Estimating the impact of a novel drug regimen for treatment of tuberculosis: a modeling analysis of projected patient outcomes and epidemiological considerations. (2019). Kendall EA., Malhotra S., Cook-Scalise S., Denkinger CM., Dowdy DW, BMC infectious diseases, 19, 794
BACKGROUND: Regimens that could treat both rifampin-resistant (RR) and rifampin-susceptible tuberculosis (TB) while shortening the treatment duration have reached late-stage clinical trials. Decisions about whether and how to implement such regimens will require an understanding of their likely clinical impact and how this impact depends on local epidemiology and implementation strategy. METHODS: A Markov state-transition model of 100,000 representative South African adults with TB was used to simulate implementation of the regimen BPaMZ (bedaquiline, pretomanid, moxifloxacin, and pyrazinamide), either for RR-TB only or universally for all patients. Patient outcomes, including cure rates, time with active TB, and time on treatment, were compared to outcomes under current care.
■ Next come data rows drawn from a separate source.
PR #3939, opened 2022-03-17
⚙️  Introduce addTypename Gradle parameter

martinbonnin:
Introduce `addTypename`:

```kotlin
apollo {
  /**
   * Add '__typename' for every selection set that contains fragments (inline or named) (Default)
   * 
   * This is adding a lot more '__typename' than the above 'ifPolymorphic" and will be removed in 
   * a future version. If you require '__typename' explicitely, you should add it to your queries.
   **/
  addTypename.set("ifFragments")

  /**
   * Add '__typename' for polymorphic fields, i.e. fields that contains a subfragment 
   * (inline or named) whose type condition isn't a super type of the field type.
   * If a field is monomorphic, no '__typename' will be added.
   * 
   * Note: It also adds '__typename' on fragment definitions that satisfy the same property because fragments
   * could be read from the cache and we don't have a containing field in that case.
   **/
  addTypename.set("ifPolymorphic")

  /**
   * Add '__typename' for abstract fields, i.e. fields that are of union or interface type
   * 
   * Note: It also adds '__typename' on fragment definitions that satisfy the same property because fragments
   * could be read from the cache and we don't have a containing field in that case.
   **/
  addTypename.set("ifAbstract")
}
```

`"ifAbstract"` is certainly a good default to go with because it is simple enough and will work well with the cache but it's aalso a significant change so it'll be changed down the road depending the feedback.


martinbonnin:
(sorry for the extra notification, I pressed [enter] too fast 🤦 . Title and original description are now updated)

apollo-compiler/src/main/kotlin/com/apollographql/apollo3/compiler/codegen/java/adapter/AdapterCommon.kt
```diff
@@ -103,9 +109,19 @@ internal fun readFromResponseCodeBlock(
...
+    CodeBlock.builder()
+        .apply {
+          if (regularProperties.none { it.info.responseName == "__typename" }) {
+            // We are in a nested fragment that needs access to __typename, get it from the buffered reader
+            add("$reader.rewind();\n")
+            add(javaTypenameFromReaderCodeBlock())
+          } else {
+            add("$T.checkFieldNotMissing($__typename, $S);", JavaClassNames.Assertions, __typename)
+          }
+        }.build()
```
martinbonnin, line 124: These changes are leftovers from https://github.com/apollographql/apollo-kotlin/pull/3930 that were not added to the Java codegen

BoD (approved):
💪💪💪

apollo-compiler/src/main/kotlin/com/apollographql/apollo3/compiler/Options.kt
```diff
@@ -22,6 +23,10 @@ const val MODELS_OPERATION_BASED = "operationBased"
 @ApolloDeprecatedSince(v3_0_0)
 const val MODELS_COMPAT = "compat"
 
+const val ADD_TYPENAME_IF_FRAGMENTS = "ifFragments"
+const val ADD_TYPENAME_IF_POLYMORPHIC = "ifPolymorphic"
+const val ADD_TYPENAME_IF_ABSTRACT = "ifAbstract"
```
martinbonnin, line 28: Note: we do not check the API on apollo-compiler so this didn't appear in the api dump. Something we could do at some point

martinbonnin:
Just pushed a few more changes. I backtracked on the idea of tunneling some information through the `_apolloHasTypename` internal directive. It turns out it was only used by operationBased codegen and we can actually do better:

```
{
  # animal is polymorphic
  animal {
    # __typename needs to be added here
    ... on Cat {
      meow
    }
    ... on Node {
      # But this is always true and we don't need to check __typename here
      ... on Animal {
        # this is also always true and we don't need to check __typename here
        # even if not all Nodes are Animals
      }
    }
  }
}
```

apollo-gradle-plugin/src/main/kotlin/com/apollographql/apollo3/gradle/api/Service.kt
```diff
@@ -435,6 +435,13 @@ interface Service {
    */
   val codegenModels: Property<String>
 
+  /**
+   * When to add __typename. One of "ifFragments", "ifAbstract" or "ifPolymorphic"
+   *
+   * Default value: "ifAbstract"
```
BoD, line 441:
```suggestion
   * Default value: "ifFragments"
```

apollo-gradle-plugin/src/main/kotlin/com/apollographql/apollo3/gradle/internal/DefaultService.kt
```diff
@@ -117,6 +118,10 @@ abstract class DefaultService @Inject constructor(val project: Project, override
   override fun useVersion2Compat(rootPackageName: String?) {
     packageNamesFromFilePaths(rootPackageName)
     codegenModels.set(MODELS_COMPAT)
+    // This isn't really exact. We could add a 3rd mode that matches 1:1 what 2.x is doing but
+    // ADD_TYPENAME_IF_FRAGMENTS is closer than ADD_TYPENAME_IF_POLYMORPHIC
+    addTypename.set(ADD_TYPENAME_IF_FRAGMENTS)
+
```
BoD, line 124: No longer necessary if it's the default now.
```suggestion
```

apollo-gradle-plugin/src/main/kotlin/com/apollographql/apollo3/gradle/api/Service.kt
BoD: Maybe we can copy the nice explanation of each value you put in the description of this PR here?

BoD (approved):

Sensitivity analyses varied the drug-resistance epidemiology, rifampin susceptibility testing practices, and regimen efficacy. RESULTS: Using BPaMZ exclusively for RR-TB increased the proportion of all RR-TB that was cured by initial treatment from 60 ± 1% to 67 ± 1%. Expanding use of BPaMZ to all patients increased cure of RR-TB to 89 ± 1% and cure of all TB from 87.3 ± 0.1% to 89.5 ± 0.1%, while shortening treatment by 1.9 months/person. In sensitivity analyses, reducing the coverage of rifampin susceptibility testing resulted in lower projected proportions of patients cured under all regimen scenarios (current care, RR-only BPaMZ, and universal BPaMZ), compared to the proportions projected using South Africa's high coverage; however, this reduced coverage resulted in greater expected incremental benefits of universal BPaMZ implementation, both when compared to RR-only BPaMZ implementation and when compared to to current care under the same low rifampin susceptibility testing coverage. In settings with higher RR-TB prevalence, the benefits of BPaMZ were magnified both for RR-specific and universal BPaMZ implementation. CONCLUSIONS: Novel regimens such as BPaMZ could improve RR-TB outcomes and shorten treatment for all patients, particularly with universal use. Decision-makers weighing early options for implementing such regimens at scale will want to consider the expected impact on patient outcomes and on the burden of treatment in their local context.